Sorted by: Reset to default 546

With the introduction of the new .toSorted method in JavaScript, there's now a straightforward way to get a sorted copy of the array without modifying the original array:

const sorted = arr.toSorted();

For more details, you can refer to the MDN documentation on .toSorted.

Note: Before using .toSorted, make sure to check the compatibility with your environment. This method requires Node.js >= 20.0.0 or a recent version of modern browsers. If you are working in an environment that does not support this version, you may need to use the older method below.

---

For completeness, here's the older method using ES6 spread syntax to create a copy before sorting:

const sorted = [...arr].sort();

The spread-syntax as array literal (copied from MDN):

const arr = [1, 2, 3];
const arr2 = [...arr]; // like arr.slice()

Just copy the array. There are many ways to do that:

function sort(arr) {
  return arr.concat().sort();
}

// Or:
return Array.prototype.slice.call(arr).sort(); // For array-like objects

Try the following

function sortCopy(arr) { 
  return arr.slice(0).sort();
}

The slice(0) expression creates a copy of the array starting at element 0.

You can use slice with no arguments to copy an array:

var foo,
    bar;
foo = [3,1,2];
bar = foo.slice().sort();

ES2023 Array Method toSorted():

The toSorted() method of Array instances is the copying version of the sort() method.

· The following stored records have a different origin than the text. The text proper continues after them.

Issue #1296, opened 2023-03-27
Upgrade to wasmvm v1.3


alpe:
when released

chipshort:
Some new queries and messages have been added there:
* [DistributionQuery::DelegatorWithdrawAddress](https://github.com/CosmWasm/wasmvm/pull/442)
* [BankQuery::AllDenomMetadata as well as BankQuery::DenomMetadata](https://github.com/CosmWasm/wasmvm/pull/430). This one has my [corresponding PR](https://github.com/CosmWasm/wasmd/pull/1426) already
* [MsgFundCommunityPool](https://github.com/CosmWasm/wasmvm/pull/443). Also has a [corresponding PR](https://github.com/CosmWasm/wasmd/pull/1458) already

pinosu:
Completed

PR #1426, opened 2023-05-31
Add AllDenomMetadata BankQuery

chipshort:
See also https://github.com/CosmWasm/wasmvm/pull/430 and https://github.com/CosmWasm/cosmwasm/pull/1703

### DIFF
--- a/x/wasm/keeper/query_plugins_test.go
+++ b/x/wasm/keeper/query_plugins_test.go
@@ -390,7 +390,7 @@ func TestBankQuerierMetadata(t *testing.T) {
 	exp := wasmvmtypes.DenomMetadata{
 		Name: "Test Token",
 		Base: "utest",
-		DenomUnits: []*wasmvmtypes.DenomUnit{
+		DenomUnits: []wasmvmtypes.DenomUnit{
 			{
 				Denom:    "utest",
 				Exponent: 0,
@@ -441,7 +441,7 @@ func TestBankQuerierAllMetadata(t *testing.T) {
 			{
 				Name: "Test Token",
 				Base: "utest",
-				DenomUnits: []*wasmvmtypes.DenomUnit{
+				DenomUnits: []wasmvmtypes.DenomUnit{
 					{
 						Denom:    "utest",
 						Exponent: 0,
--- a/x/wasm/keeper/query_plugins_test.go
+++ b/x/wasm/keeper/query_plugins_test.go
@@ -1,6 +1,7 @@
 package keeper_test
 
 import (
+	"context"
 	"encoding/hex"
 	"encoding/json"
 	"fmt"
@@ -357,6 +358,49 @@ func TestBankQuerierBalance(t *testing.T) {
 }
 
 func TestBankQuerierMetadata(t *testing.T) {
+	metadata := banktypes.Metadata{
+		Name: "Test Token",
+		Base: "utest",
+		DenomUnits: []*banktypes.DenomUnit{
+			{
+				Denom:    "utest",
+				Exponent: 0,
+			},
+		},
+	}
+
+	mock := bankKeeperMock{GetDenomMetadataFn: func(ctx sdk.Context, denom string) (banktypes.Metadata, bool) {
+		if denom == "utest" {
+			return metadata, true
+		} else {
+			return banktypes.Metadata{}, false
+		}
+	}}
+
+	ctx := sdk.Context{}
+	q := keeper.BankQuerier(mock)
+	gotBz, gotErr := q(ctx, &wasmvmtypes.BankQuery{
+		DenomMetadata: &wasmvmtypes.DenomMetadataQuery{
+			Denom: "utest",
+		},
+	})
+	require.NoError(t, gotErr)
+	var got wasmvmtypes.DenomMetadataResponse
+	require.NoError(t, json.Unmarshal(gotBz, &got))
+	exp := wasmvmtypes.DenomMetadata{
+		Name: "Test Token",
+		Base: "utest",
+		DenomUnits: []*wasmvmtypes.DenomUnit{
+			{
+				Denom:    "utest",
+				Exponent: 0,
+			},
+		},
+	}
+	assert.Equal(t, exp, got)
+}
+
+func TestBankQuerierAllMetadata(t *testing.T) {
 	metadata := []banktypes.Metadata{
 		{
 			Name: "Test Token",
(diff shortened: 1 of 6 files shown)


x/wasm/keeper/query_plugins_test.go
```diff
@@ -356,6 +357,94 @@ func TestBankQuerierBalance(t *testing.T) {
...
+					{
+						Denom:    "utest",
+						Exponent: 0,
+					},
+				},
+			},
+		},
+	}
+	assert.Equal(t, exp, got)
+}
```
alpe, line 446: Thanks for writing tests! For legacy reasons, the query plugin has coverage not as high as other parts. Therefore I would love to improve this as we go. I don't want to push all the work on you but in case you are full into testing, it would be good to cover the unknown denom case as well. 
The pagination data from the wasmvm request is also not covered. It would be good to have a test case with and without pagination set. You could capture the value in the bank mock and compare it to match the expectations later, for example

x/wasm/keeper/query_plugins_test.go
```diff
@@ -673,9 +762,11 @@ func (m mockWasmQueryKeeper) GetCodeInfo(ctx sdk.Context, codeID uint64) *types.
...
 
 type bankKeeperMock struct {
-	GetSupplyFn      func(ctx sdk.Context, denom string) sdk.Coin
-	GetBalanceFn     func(ctx sdk.Context, addr sdk.AccAddress, denom string) sdk.Coin
-	GetAllBalancesFn func(ctx sdk.Context, addr sdk.AccAddress) sdk.Coins
+	GetSupplyFn         func(ctx sdk.Context, denom string) sdk.Coin
+	GetBalanceFn        func(ctx sdk.Context, addr sdk.AccAddress, denom string) sdk.Coin
+	GetAllBalancesFn    func(ctx sdk.Context, addr sdk.AccAddress) sdk.Coins
+	GetDenomMetadataFn  func(ctx sdk.Context, denom string) (banktypes.Metadata, bool)
+	GetDenomsMetadataFn func(ctx context.Context, req *banktypes.QueryDenomsMetadataRequest) (*banktypes.QueryDenomsMetadataResponse, error)
```
alpe, line 769: 👍

alpe (commented):
Very nice work! Thanks for moving this forward. 💐 
I have added some comments on testing but otherwise it looks great.
Unfortunately, I can not merge it without the wasmvm dependency resolved first.

x/wasm/keeper/query_plugins_test.go
chipshort: Most of the tests were written by [nik-suri](https://github.com/nik-suri) (the original contributor). I added the unknown denom case now and one test for comparing the supplied pagination with the converted one (I hope that's what you meant).

x/wasm/keeper/query_plugins_test.go
```diff
@@ -445,6 +453,40 @@ func TestBankQuerierAllMetadata(t *testing.T) {
 	assert.Equal(t, exp, got)
 }
 
+func TestBankQuerierAllMetadataPagination(t *testing.T) {
+	var requestedPagination *query.PageRequest
```
alpe, line 457: Nit: to make it more verbose
```suggestion
	var capturedPagination *query.PageRequest
```

x/wasm/keeper/query_plugins_test.go
```diff
@@ -445,6 +453,40 @@ func TestBankQuerierAllMetadata(t *testing.T) {
...
+	mock := bankKeeperMock{GetDenomsMetadataFn: func(ctx context.Context, req *banktypes.QueryDenomsMetadataRequest) (*banktypes.QueryDenomsMetadataResponse, error) {
+		// t.Log("test")
+		// t.Log(req == nil)
```
alpe, line 460: nit, please remove the logs

x/wasm/keeper/query_plugins_test.go
```diff
@@ -445,6 +453,40 @@ func TestBankQuerierAllMetadata(t *testing.T) {
...
+			Metadatas: []banktypes.Metadata{},
+			Pagination: &query.PageResponse{
+				NextKey: nil,
+			},
+		}, nil
+	}}
+
+	ctx := sdk.Context{}
+	q := keeper.BankQuerier(mock)
+	pagination := &wasmvmtypes.PageRequest{
```
alpe, line 472: nit: please remove the object and just use the expected values in the assert lines below:
`assert.Equal(t, uint64(10), requestedPagination.Limit)`

or use `&query.PageRequest{..}` and move the declaration down as described below

x/wasm/keeper/query_plugins_test.go
```diff
@@ -445,6 +453,40 @@ func TestBankQuerierAllMetadata(t *testing.T) {
...
+	_, gotErr := q(ctx, &wasmvmtypes.BankQuery{
+		AllDenomMetadata: &wasmvmtypes.AllDenomMetadataQuery{
+			Pagination: &wasmvmtypes.PageRequest{
+				Key:   []byte("key"),
+				Limit: 10,
+			},
+		},
+	})
+	require.NoError(t, gotErr)
+	require.Equal(t, requestedPagination.Key, pagination.Key)
```
alpe, line 485: nit: prefer `assert` over `require` when you don't want to abort the test already. 
For example `require.NoError(t, gotErr)` makes sense as the next asserts would be wrong anyway.
While assert(key) and assert (limit) can both add value to the test output. You would avoid going slice by slice.

Sometimes is more efficient to just compare the captured object with an object of same type. This is often more readable and ensures changes to the object type are covered as well
For example:
exp := &query.PageRequest{...}
assert.Equal(t, exp, got)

It returns a new array with the elements sorted in ascending order.

const arr = [2, 1, 3];
const arrSorted = arr.toSorted();
console.log(arr); //[2, 1, 3]
console.log(arrSorted); //[1, 2, 3]

You can also do this

d = [20, 30, 10]
e = Array.from(d)
e.sort()

This way d will not get mutated.

function sorted(arr) {
  temp = Array.from(arr)
  return temp.sort()
}

//Use it like this
x = [20, 10, 100]
console.log(sorted(x))

Update - Array.prototype.toSorted() proposal

The Array.prototype.toSorted(compareFn) -> Array is a new method that was proposed to be added to the Array.prototype and is currently in stage 3 (Soon to be available).

This method will keep the target Array untouched and return a copy with the change performed instead.

Remember that if no argument is passed to sort, it will not properly sort numbers by value. For numbers, try this. This does not mutate the original array.

function sort(arr) {
  return arr.slice(0).sort((a,b) => a-b);
}

Anyone who wants to do a deep copy (e.g. if your array contains objects) can use:

let arrCopy = JSON.parse(JSON.stringify(arr))

Then you can sort arrCopy without changing arr.

arrCopy.sort((obj1, obj2) => obj1.id > obj2.id)

Please note: this can be slow for very large arrays.

There's a new tc39 proposal, which adds a toSorted method to Array that returns a copy of the array and doesn't modify the original.

For example:

const sequence = [3, 2, 1];
sequence.toSorted(); // => [1, 2, 3]
sequence; // => [3, 2, 1]

As it's currently in stage 3, it will likely be implemented in browser engines soon, but in the meantime a polyfill is available here or in core-js.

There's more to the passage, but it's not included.